(Record excerpts)

Issue #872, opened 2024-02-05
Normalize line endings as LF or CRLF and encode choice in .gitattributes file


ahelwer:
Currently files in the repo are a mix of LF or CRLF. Since contributions can be written on any of the major OS platforms, a .gitattributes file should be added enforcing that files are either CRLF (Windows-style) or LF (Linux-style). This is especially important because code generation is used in SANY, and depending on the platform it will generate files with either CRLF or LF endings. This can lead to spurious diffs if those generated files replace existing files & are then committed.

https://docs.github.com/en/get-started/getting-started-with-git/configuring-git-to-handle-line-endings

https://adaptivepatchwork.com/2012/03/01/mind-the-end-of-your-line/

lemmy:
Based on the [execution statistics](https://metabase.tlapl.us/public/dashboard/cf7e1a79-19b6-4be1-88bf-0a3fd5aa0dec?jvm_vendor=&os_name=&ide_launched=&fp_set_type=&category=tlc), unix-based platforms are way more popular.

kape1395:
I like this idea. And I'm for the Linux-style EOLs.

lemmy:
Can we incrementally change all existing CRLF line endings to LF using a `.gitattributes` file, so that only the portions of a file modified by a commit have their line endings altered? Converting all CRLFs to LFs in a single operation would make comparing file versions to identify regressions very difficult.

ahelwer:
I don't know, I think it would be better to get it out of the way in one large commit just called "Normalize line endings" so people know to ignore that one. If it's mixed in with another commit changing the file it can make it harder to see the actual change.

ahelwer:
Documenting this to add to the confusion, some files have both LF and CRLF line endings within the same file. For example, this section:

https://github.com/tlaplus/tlaplus/blob/de0c1811f291fcb68e81873af1fba7eb3fa9814a/tlatools/org.lamport.tlatools/src/tla2sany/parser/TLAplusParserTokenManager.java#L4267:L4278

has LF line endings while (most of) the rest of the file is CRLF. You can see this by opening the file with `vim -b filename`; lines ending with CRLF will have a `^M` character displayed.

This is unfortunate because I'm trying to see what modifications have been made to the javacc-generated parser code but these line endings are confounding the diff attempt.

Issue #246, opened 2019-03-05
Sync input files of the Configuration parser with the source code


Henne:
TLA2SANY uses two parsers which were generated with JavaCC.
The input files are tla+.jj for the grammar of TLA+ and config.jj for the grammar of the built-in operators which I call Configuration parser.
The generated files from tla+.jj reside in tla2sany/parser/ and the files from config.jj in tla2sany/configuration/.

These generated files were modified manually, but the changes were not put back into the jj input files.
So the input and generated files are out of sync, for both TLA+ and the Configuration parser.
That makes it:
- hard to modify these grammars and 
- hard to keep up-to-date with newer JavaCC Versions, which may fix issues in the generated code.

The generated files from config.jj, which are directly used by tla2sany and therefore by tlc2, have been generated with JavaCC 0.7pre6, which is currently not available anymore.
See: [JavaCC Downloads](https://javacc.org/downloads/)
Warning: These files of the old releases aren't classes. They are html files and of no use.

I would like to provide a patchset I have written, which 
- updates the generated files into the form they were generated by JavaCC 4.0 without breaking the build and
- updates the config.jj file, so that the output of it can be just-copied into tla2sany/configuration and works without manual modifications.

One benefit would be that the TLA+ parser, which has already been generated with JavaCC 4.0,
together with the config.jj can be updated with lesser effort to newer versions of JavaCC.
The last release of JavaCC was version 7.0.5.
Version 4.0 is also very old, but luckily available in some current Linux distributions.

Another benefit can be, that the generated code could be shared between both parsers,
since 4 of the 7 generated files are identical, which would remove duplications and code-smell.

There is one design decision, which I want to discuss that with you:

JavaCC supports generating static parsers, which do not need to be instantiated, and non-static parsers, which need to be instantiated.

At the moment the Configuration parser is static and the TLA+ parser is non-static.

The Configuration parser has one noticeable method called Configuration.load(),
with is called in tla2sany/drivers/SANY.java without instantiating a Configuration object.
But this load() method, defined in config.jj and Configuration.java,
instantiates a configuration object which then does the parsing.

So one way would be to make the Configuration parser non-static, since
- it has already been used that way all the last 10 years,
- there is no need to think about a static and a non-static parser in tlatools and
- the ReInit() method added manually by DRJ can be removed and the one and only method
  used by tla2sany is load() which does all the job.

For keeping it static I'm lacking arguments.

lemmy:
[...]

PR #873, opened 2024-02-08
Make tla+.jj javacc-generated files all end in CRLF

ahelwer:
Almost all the tla+.jj javacc-generated files are entirely CRLF except for the changed sections of these files. I just ran two files (out of seven generated) through the `unix2dos` command line utility, so the only things changed are the line endings from `\n` to `\r\n` (wish github displayed this better). This small change is a prelude to identifying & extracting the hand-modified parts of these files so we can go back to the tla+.jj file as the source of truth (ref #246).

In future work/policy involving #872 we might want to actually enforce these files as going to LF instead of CRLF, but this is a smaller change until we decide on that so it seems best to do this for now.


lemmy (approved):
LGTM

(End Record excerpts)

__What you should do__:
Among the entries above, how many lines contain the string "then"? Write the number alone.

__Result for this exercise__:
2